Perpetrators of extreme violence have their own judgment days as their crimes are dealt with.

There is reason to believe that the possibility of extreme and violent behaviors will always exist in a free society, and few if any question the appropriateness of harsh penalties for such actions.

But a judgment day also exists for those of us who don’t participate in extremism.

At every juncture of our collective journey, we face a choice of whether we will feed extremism by normalizing the underlying thoughts and attitudes that encourage its growth or whether we will put our energies toward cultivating the kind of community that undercuts the foundations of extremism and reduces the fuel that propels it into our public life.

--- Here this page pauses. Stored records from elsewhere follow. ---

PR #1097, opened 2025-07-01
tests: fix integration_runner opcache module loading

mfulb:
With recent official PHP docker images the Zend OPCache extension is loaded by default.  This is causing some test failures as PHP will output a warning message when the `integration_runner` attempts to load this extension.  As a result any `EXPECT` statements in tests will fail due to this extra output.

The solution chosen was to use the “-m” option for the `php` and `php-cgi` binaries to probe if the Zend OPCache module is loaded by default in the PHP environment.  Both binaries are used in testing so the defaults of both are considered.  The value of the integration_runner command line option `opcache_off` is also noted.  When a test is going to be run this information is used to determine if the `zend_extension=opcache.so` is needed as well as setting the values of `opcache.enable` and `opcache.enable_cli`.  These INI values needed special handling because it is possible these are overwritten by values in the INI stanza of a given test case.  Also consideration is needed to if the `PHPMODULES` stanza exists in the test case and specifies loading the `opcache.so` module.

### DIFF
--- a/daemon/cmd/integration_runner/main.go
+++ b/daemon/cmd/integration_runner/main.go
@@ -453,8 +453,14 @@ func main() {
 	if numFailed > 0 {
 		os.Exit(1)
 	}
-	if *flagWarnIsFail && numWarned > 0 {
-		os.Exit(2)
+
+	if numWarned > 0 {
+		if *flagWarnIsFail {
+			fmt.Println("WARNING: some tests were warned, but are treated as failures because --warnisfail is true")
+			os.Exit(2)
+		} else {
+			fmt.Printf("WARNING: some tests were warned, but are not treated as failures because --warnisfail is false\n")
+		}
 	}
 }
 
@@ -541,6 +547,12 @@ func runTest(t *integration.Test) {
 		if skipRE.Match(body) {
 			reason := string(bytes.TrimSpace(head(body)))
 			t.Skip(reason)
+			return
+		}
+
+		if warnRE.Match(body) && *flagWarnIsFail {
+			reason := string(bytes.TrimSpace(head(body)))
+			t.Warn(reason)
 			return
 		}
 	}


daemon/internal/newrelic/integration/test.go
```diff
@@ -214,7 +214,28 @@ func (t *Test) MakeRun(ctx *Context) (Tx, error) {
...
+			(ctx.OPCacheModuleLoaded[ctx.PHP]) {
+			for k, v := range t.PhpModules {
+				if !strings.Contains(v, "opcache.so") {
+					phpModulesCopy[k] = v
+				}
+			}
+		}
+	} else {
+		fmt.Printf("ERROR - UNEXPECTED - Running C test: %s\n", t.Path)
+		os.Exit(1)
```
ZNeumann: I know that we currently do not seem to run any "C Tests", but is there a reason to `Exit(1)` here rather than leave the C code paths in tact?

ZNeumann (dismissed):

daemon/internal/newrelic/integration/transaction.go
```diff
@@ -46,9 +46,43 @@ func PhpTx(src Script, env, settings map[string]string, ctx *Context) (Tx, error
...
+
+		// see if settings affect opcache config
+		// if so then we will not set config below
+		if k == "opcache.enable" {
+			setOPCacheEnable = false
+		} else if k == "opcache.enable_cli" {
+			setOPCacheEnableCLI = false
+		}
+	}
+	if ctx.UseOPCache {
```
lavarou, line 69: `ctx.UseOPCache` is actually the negation of the value of the `--opcacheoff` flag passed to `integration_runner`, which is `false` by default. This means that this branch is the default behavior. This also means that that `--opcacheoff` does not affect presence of `opcache.so` module.

daemon/internal/newrelic/integration/test.go
```diff
@@ -214,15 +222,70 @@ func (t *Test) MakeRun(ctx *Context) (Tx, error) {
...
+		}
 	}
+
+	// Make a copy of t.PhpModules and remove any entries containing "opcache.so"
+	// if opcache.so is loaded by default
+	//
+	// three cases:
+	// 1. C test - no opcache.so needed as PHP is not going to be run
+	// 2. Web test and php-cgi has opcache.so loaded by default - remove any PHPMODULE spec for opcache.so
+	// 3. PHP test and php has opcache.so loaded by default - remove any PHPMODULE spec for opcache.so
```
lavarou: The "C test" case has been eliminated:
```suggestion
	// two cases:
	// 1. Web test and php-cgi has opcache.so loaded by default - remove any PHPMODULE spec for opcache.so
	// 2. PHP test and php has opcache.so loaded by default - remove any PHPMODULE spec for opcache.so
```

daemon/internal/newrelic/integration/transaction.go
mfulb: That seems correct.

daemon/internal/newrelic/integration/test.go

There is an accountability for all of us for our own contributions to the health or “unhealth” of the communities of which we are a part, locally and globally.

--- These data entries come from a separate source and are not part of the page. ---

Issue #1099, opened 2025-07-10
Excessive logging of `hookImplementationsMap[hook]: invalid key or value`


richardgaunt:
[NOTE]: # ( ^^ Provide a general summary of the issue in the title above. ^^ )

## Description

This started with the upgrade to `11.10.0.24`  for new relic php agent

We are getting many, many (1000s) of logs during deployment:

`hookImplementationsMap[hook]: invalid key or value`

This log was implemented as part of: https://github.com/newrelic/newrelic-php-agent/pull/1030

I have run a check within my code base validating the `hookImplementationsMap` (in `ModuleHandler`) but cannot see any issue with the `ModuleHandler::hookImplementationsMap`

See below (I may have got something wrong as the c code is not easily readable for a php developer - please let me know and I can reimplement in my code base):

The present is an ever-moving boundary line between a past to be built upon and a future yet to be.

The decisions we make determine both the faithfulness of our stewardship of the past and the shape of the future.

We know the options:

  • The gods of the past our ancestors served “beyond the river”
  • The gods of the land in which we now live
  • Or the Lord of a covenant promise who liberates, sustains and redeems, offering a future of wholeness and peace.

Election Day is one of those pivotal judgment days, where we choose more than candidates for public office.

We choose the testimony we give to the world of the kind of people we are, and of the values we hold central to our identity as a nation.

“Yesterday didn’t seem like judgment day,” my dear professor said. But it was, and so is today.